[[ Record extracts open ]]

PR #6324, opened 2024-11-20
Use agent telemetry proxy instead of the standalone telemetry

andrewlock:
## Summary of changes

Use the agent proxy instead of the standalone telemetry in the HttpMessageHandlerTests

## Reason for change

Currently (after updating the VM images) the non-socket handler tests fail due to a lack of telemetry. I really don't understand how or why - the logs show that we are _successfully_ sending telemetry _somewhere_ 😬 Will investigate that in parallel.

Note also, this _only_ impacts alpine with .NET Core 2.1, 3.0, and 3.1. Debian or .NET 5+ are unaffected 🤷‍♂️ 

## Implementation details

Switched to using the agent proxy for telemetry (and added some missing extension helpers to the helper)

## Test coverage

The same really, there's no reason we need to use the external telemetry proxy for these tests.

## Other details

Will follow up once we have more details. Hopefully this will finally unblock the builds


daniel-romano-DD (approved):
Great :)

kevingosse (approved):

PR #6331, opened 2024-11-21
[CI Visibility] Catch `UploadRepositoryChanges` exceptions

tonyredondo:
## Summary of changes

This PR adds some missing try/catch for the UploadRepositoryChanges calls.

## Reason for change

This method is being used in the `dd-trace` runner, currently if the method fails (backend error) then `dd-trace` will throw an exception.

## Implementation details

We create a function method to wrap the call with a try/catch block so we don't throw and fail the customer CI.


andrewlock (approved):
LGTM

PR #6451, opened 2024-12-17
K8s new tests scenarios

robertomonteromiguel:
## Summary of changes

New K8s scenarios have been added to system-tests. These scenarios are managed by the one pipeline. 
Change the k8s lib injection tests jobs on gitlab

[[ Record extracts closed ]]

Problem requirements ::
Once you have read the data, copy all of it out exactly.

Your response ::
PR #6324, opened 2024-11-20
Use agent telemetry proxy instead of the standalone telemetry

andrewlock:
## Summary of changes

Use the agent proxy instead of the standalone telemetry in the HttpMessageHandlerTests

## Reason for change

Currently (after updating the VM images) the non-socket handler tests fail due to a lack of telemetry. I really don't understand how or why - the logs show that we are _successfully_ sending telemetry _somewhere_ 😬 Will investigate that in parallel.

Note also, this _only_ impacts alpine with .NET Core 2.1, 3.0, and 3.1. Debian or .NET 5+ are unaffected 🤷‍♂️ 

## Implementation details

Switched to using the agent proxy for telemetry (and added some missing extension helpers to the helper)

## Test coverage

The same really, there's no reason we need to use the external telemetry proxy for these tests.

## Other details

Will follow up once we have more details. Hopefully this will finally unblock the builds


daniel-romano-DD (approved):
Great :)

kevingosse (approved):

PR #6331, opened 2024-11-21
[CI Visibility] Catch `UploadRepositoryChanges` exceptions

tonyredondo:
## Summary of changes

This PR adds some missing try/catch for the UploadRepositoryChanges calls.

## Reason for change

This method is being used in the `dd-trace` runner, currently if the method fails (backend error) then `dd-trace` will throw an exception.

## Implementation details

We create a function method to wrap the call with a try/catch block so we don't throw and fail the customer CI.


andrewlock (approved):
LGTM

PR #6451, opened 2024-12-17
K8s new tests scenarios

robertomonteromiguel:
## Summary of changes

New K8s scenarios have been added to system-tests. These scenarios are managed by the one pipeline. 
Change the k8s lib injection tests jobs on gitlab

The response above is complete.